Saturday, 9 April 2011

The Book Surgeon and Other Types of Literary Surgery

I stumbled across this website today (strange, since I was looking up corporate clothes at the time) and I fell in love with the pictures.

The artist, Brian Dettmer, reconstructs old encyclopedias, medical journals and dictionaries, using knives and surgical tools and creates intricate pieces of art.

Dettmer says:

"The richness and depth of the book is universally respected yet often undiscovered as the monopoly of the form and relevance of the information fades over time. The book’s intended function has decreased and the form remains linear in a non-linear world. By altering physical forms of information and shifting preconceived functions, new and unexpected roles emerge."

The book surgeon got me thinking about other types of literary surgery.

Editors (structural and copy) are book surgeons themselves and publishers are almost like the GP’s, guiding books to make them as healthy (or good) as they can possibly be.

Here’s how it goes down.

The author presents his/her baby to the publisher for a diagnosis. The publisher, upon inspection, finds some abnormalities and says reassuringly, “We can fix them. It will take time and work, but I predict a very positive outcome. I have a strong, experienced team and all the surgeons have keen eyes for detail. Just sign this contract to consent to the operation and we will sign in agreement of the procedure.” The author, with its baby’s best intentions at heart, signs.

Surgery begins. 

The structural editors look at the baby as a whole. They examine the way the child is held together and they make executive decisions whether or not the form is substantial and stable enough to hold the kid together. Then the copy editors sweep in and look at the finer details: whether the arteries and veins are connected to the right places, whether the baby needs more or less blood cells.

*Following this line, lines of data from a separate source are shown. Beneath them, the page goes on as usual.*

PR #1155, opened 2021-06-08
Revert "move product dep calcs into own task (#1146)"

esword:
This reverts commit d5b3149f

## Before this PR
Can get race condition with writing jar manifest file

## After this PR

==COMMIT_MSG==
Revert "move product dep calcs into own task (#1146)"
==COMMIT_MSG==


ferozco:
👍

PR #1160, opened 2021-06-14
Disable biased locking

carterkozak:
==COMMIT_MSG==
Disable biased locking by providing `-XX:-UseBiasedLocking` to jvm args for java versions prior to jdk15.
==COMMIT_MSG==

Biased locking is disabled on java 15+ https://openjdk.java.net/jeps/374

We've found a lot of safepoints due to `RevokeBias`, and several projects have observed a performance improvement by disabling biased locking. We're not aware of any cases in which disabling biased locks reduces performance because our applications tend to be multi-threaded, and modern CPUs handle the CAS elegantly.
biased locking can result in non-obvious safepoints when `System.identityHashCode` is called because the identity hashcode and lock bias are stored in the same portion of the object header.

### DIFF
--- a/gradle-sls-packaging/src/main/java/com/palantir/gradle/dist/service/tasks/LaunchConfigTask.java
+++ b/gradle-sls-packaging/src/main/java/com/palantir/gradle/dist/service/tasks/LaunchConfigTask.java
@@ -47,7 +47,7 @@ import org.immutables.value.Value;
 
 public abstract class LaunchConfigTask extends DefaultTask {
     private static final ObjectMapper OBJECT_MAPPER = new ObjectMapper(new YAMLFactory());
-    private static final List<String> java8gcLoggingOptions = ImmutableList.of(
+    private static final ImmutableList<String> java8gcLoggingOptions = ImmutableList.of(
             "-XX:+PrintGCDateStamps",
             "-XX:+PrintGCDetails",
             "-XX:-TraceClassUnloading",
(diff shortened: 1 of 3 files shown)


gradle-sls-packaging/src/main/java/com/palantir/gradle/dist/service/tasks/LaunchConfigTask.java
```diff
@@ -183,6 +185,14 @@ public final void createConfig() throws IOException {
                                 javaVersion.get().compareTo(JavaVersion.toVersion("15")) == 0
                                         ? java15Options
                                         : ImmutableList.of())
+                        // Biased locking is disabled on java 15+ https://openjdk.java.net/jeps/374
+                        // We disable biased locking on all releases in order to reduce safepoint time,
+                        // revoking biased locks requires a safepoint, and can occur for non-obvious
+                        // reasons, e.g. System.identityHashCode.
```
schlosna, line 191: The JEP 374 didn't explicitly list these, but relevant references of interest for folks that run across this:
https://shipilev.net/jvm/objects-inside-out/#_observation_identity_hashcode_disables_biased_locking & https://wiki.openjdk.java.net/display/lilliput/Main#Main-Thelock/markword

Original motivation for biased locking circa 2006 https://blogs.oracle.com/dave/biased-locking-in-hotspot & ["Quickly Reacquirable Locks"](https://cdn.app.compendium.com/uploads/user/e7c690e8-6ff9-102a-ac6d-e4aebca50425/f4a5b21d-66fa-4885-92bf-c4e81c06d916/File/ccd39237cd4dc109d91786762fba41f0/qrl_oplocks_biasedlocking.pdf) paper.

schlosna (approved):

PR #1159, opened 2021-06-11
Step3: Plumb  in new discovery mechanism 

ferozco:
## After this PR

==COMMIT_MSG==
==COMMIT_MSG==

PR #1162, opened 2021-06-15
Step 2.5: misc tweaks for cleanup and add tests for resolve task

esword:
Also fix one bug in resolve - it was allowing self dependencies

The tests for the resolve task are taken straight from the createManifest spec.
Once we wire the two tasks together, will delete the duplicate ones from the manifest spec.

## After this PR

==COMMIT_MSG==
misc tweaks for cleanup and add tests for resolve task
==COMMIT_MSG==


esword:
changed merged into the #1159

In real surgery, limbs are lost, kidneys are taken in and out and specific parts are made bigger or smaller. In writing and editing, it’s called ‘kill your darlings’ which author William Faulkner advised. This refers to the author having to cut out favorite and most-loved-parts of the story (whether it be individual words, or whole sentences and paragraphs) for the greater good of the work.

In this context, it seems that my pursuit of a career in publishing and editing is genetic. My father is a surgeon (boobs, not books), my big brother is also a doctor, and my littler-big bother is a surgeon of computers. So while I’ve been thinking that I’m the creative dud of the family, turns out I really am following in their footsteps.

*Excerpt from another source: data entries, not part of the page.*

PR #1164, opened 2021-06-16
Feature: Discover product dependencies in a lazy, pluggable way

ferozco:
## After this PR

==COMMIT_MSG==
Discover product dependencies in a lazy, pluggable way
==COMMIT_MSG==

### DIFF
--- a/gradle-recommended-product-dependencies/src/main/java/com/palantir/gradle/dist/CompileRecommendedProductDependencies.java
+++ b/gradle-recommended-product-dependencies/src/main/java/com/palantir/gradle/dist/CompileRecommendedProductDependencies.java
@@ -1,0 +1,47 @@
+/*
+ * (c) Copyright 2021 Palantir Technologies Inc. All rights reserved.
+ *
+ * Licensed under the Apache License, Version 2.0 (the "License");
+ * you may not use this file except in compliance with the License.
+ * You may obtain a copy of the License at
+ *
+ *     http://www.apache.org/licenses/LICENSE-2.0
+ *
+ * Unless required by applicable law or agreed to in writing, software
+ * distributed under the License is distributed on an "AS IS" BASIS,
+ * WITHOUT WARRANTIES OR CONDITIONS OF ANY KIND, either express or implied.
+ * See the License for the specific language governing permissions and
+ * limitations under the License.
+ */
+
+package com.palantir.gradle.dist;
+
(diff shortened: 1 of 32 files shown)


ferozco:
Pending #1159

gradle-recommended-product-dependencies/src/main/java/com/palantir/gradle/dist/ConfigureProductDependenciesTask.java
```diff
@@ -1,5 +1,5 @@
 /*
- * (c) Copyright 2019 Palantir Technologies Inc. All rights reserved.
+ * (c) Copyright 2021 Palantir Technologies Inc. All rights reserved.
```
carterkozak:
```suggestion
 * (c) Copyright 2019 Palantir Technologies Inc. All rights reserved.
```

gradle-recommended-product-dependencies/src/main/java/com/palantir/gradle/dist/CompileRecommendedProductDependencies.java
```diff
@@ -0,0 +1,47 @@
...
+import java.util.Set;
+import org.gradle.api.DefaultTask;
+import org.gradle.api.file.RegularFileProperty;
+import org.gradle.api.provider.SetProperty;
+import org.gradle.api.tasks.Input;
+import org.gradle.api.tasks.OutputFile;
+import org.gradle.api.tasks.TaskAction;
+
+public abstract class CompileRecommendedProductDependencies extends DefaultTask {
+    static final ObjectMapper MAPPER = new ObjectMapper();
```
carterkozak, line 30: Do we need to worry about this ObjectMapper being configured differently from `ObjectMappers.jsonMapper`?

ferozco: good catch, we should use the shared `ObjectMappers` mapper

ferozco: err actually they're in separate packages. I don't think it ends up mattering but if it did we have tests that exercise that the JSON produced by this task are consumable in the main plugin

carterkozak (approved):
lgtm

I’m going to go and edit the story I’ve been working on this week.
Method: Print out, scribble in red until it’s bleeding, and then sew it back to together, one word at a time. 

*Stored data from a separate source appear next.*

PR #224, opened 2020-04-17
Archive html coverage reports generated during ci jobs

phlogistonjohn:
Make use of the github workflows archive feature to capture the coverage report(s) that are generated when the CI test container runs.

The results dir is currently defaulted to the empty string so there should be no change to the developers workflow. However, if you want to save the results locally you can now set RESULTS_DIR. For example: `make test-container RESULTS_DIR="$PWD/_results"`

### DIFF
--- a/Makefile
+++ b/Makefile
@@ -4,10 +4,15 @@ CONTAINER_OPTS := --security-opt $(shell grep -q selinux /sys/kernel/security/ls
 CONTAINER_CONFIG_DIR := testing/containers/ceph
 VOLUME_FLAGS := 
 CEPH_VERSION := nautilus
+RESULTS_DIR :=
 
 SELINUX := $(shell getenforce 2>/dev/null)
 ifeq ($(SELINUX),Enforcing)
 	VOLUME_FLAGS = :z
+endif
+
+ifdef RESULTS_DIR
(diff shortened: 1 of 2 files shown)


Makefile
```diff
@@ -19,8 +24,11 @@ test:
 
 .PHONY: test-docker test-container
 test-docker: test-container
-test-container: check-ceph-version .build-docker
-	$(CONTAINER_CMD) run --device /dev/fuse --cap-add SYS_ADMIN $(CONTAINER_OPTS) --rm -v $(CURDIR):/go/src/github.com/ceph/go-ceph$(VOLUME_FLAGS) $(DOCKER_CI_IMAGE)
+test-container: check-ceph-version .build-docker $(RESULTS_DIR)
+	$(CONTAINER_CMD) run --device /dev/fuse --cap-add SYS_ADMIN $(CONTAINER_OPTS) --rm -v $(CURDIR):/go/src/github.com/ceph/go-ceph$(VOLUME_FLAGS) $(RESULTS_VOLUME) $(DOCKER_CI_IMAGE)
+
```
nixpanic, line 29: I would probably put this new target inside a `ifdef RESULTS_DIR` statement. It may not be required now, but I expect it would be when there are other optional/empty targets.

phlogistonjohn: I did that. Leaving PR open for a bit in case you have addtional feedback... but will merge later since you approved already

  1. I sort of love taking my book apart once the first draft is written. It makes it so much better! That picture is SO awesome! I love your last sentence as well.
    Method: Print out, scribble in red until it’s bleeding, and then sew it back to together, one word at a time.
    So true.
    Great blog by the way! :D New here! *waves!*

  2. You know, I distinctly remember commenting on this post, and I have no idea where it's gone... I'm sure it was a brilliant, witty and insightful comment too ;)

    Holly Lisle talks about revision as triage, too. It's a good analogy :)

  3. That's true... it's a lot like surgery. Very tedious. Love those pics tho! What a weird and very creative idea. Works of art for sure.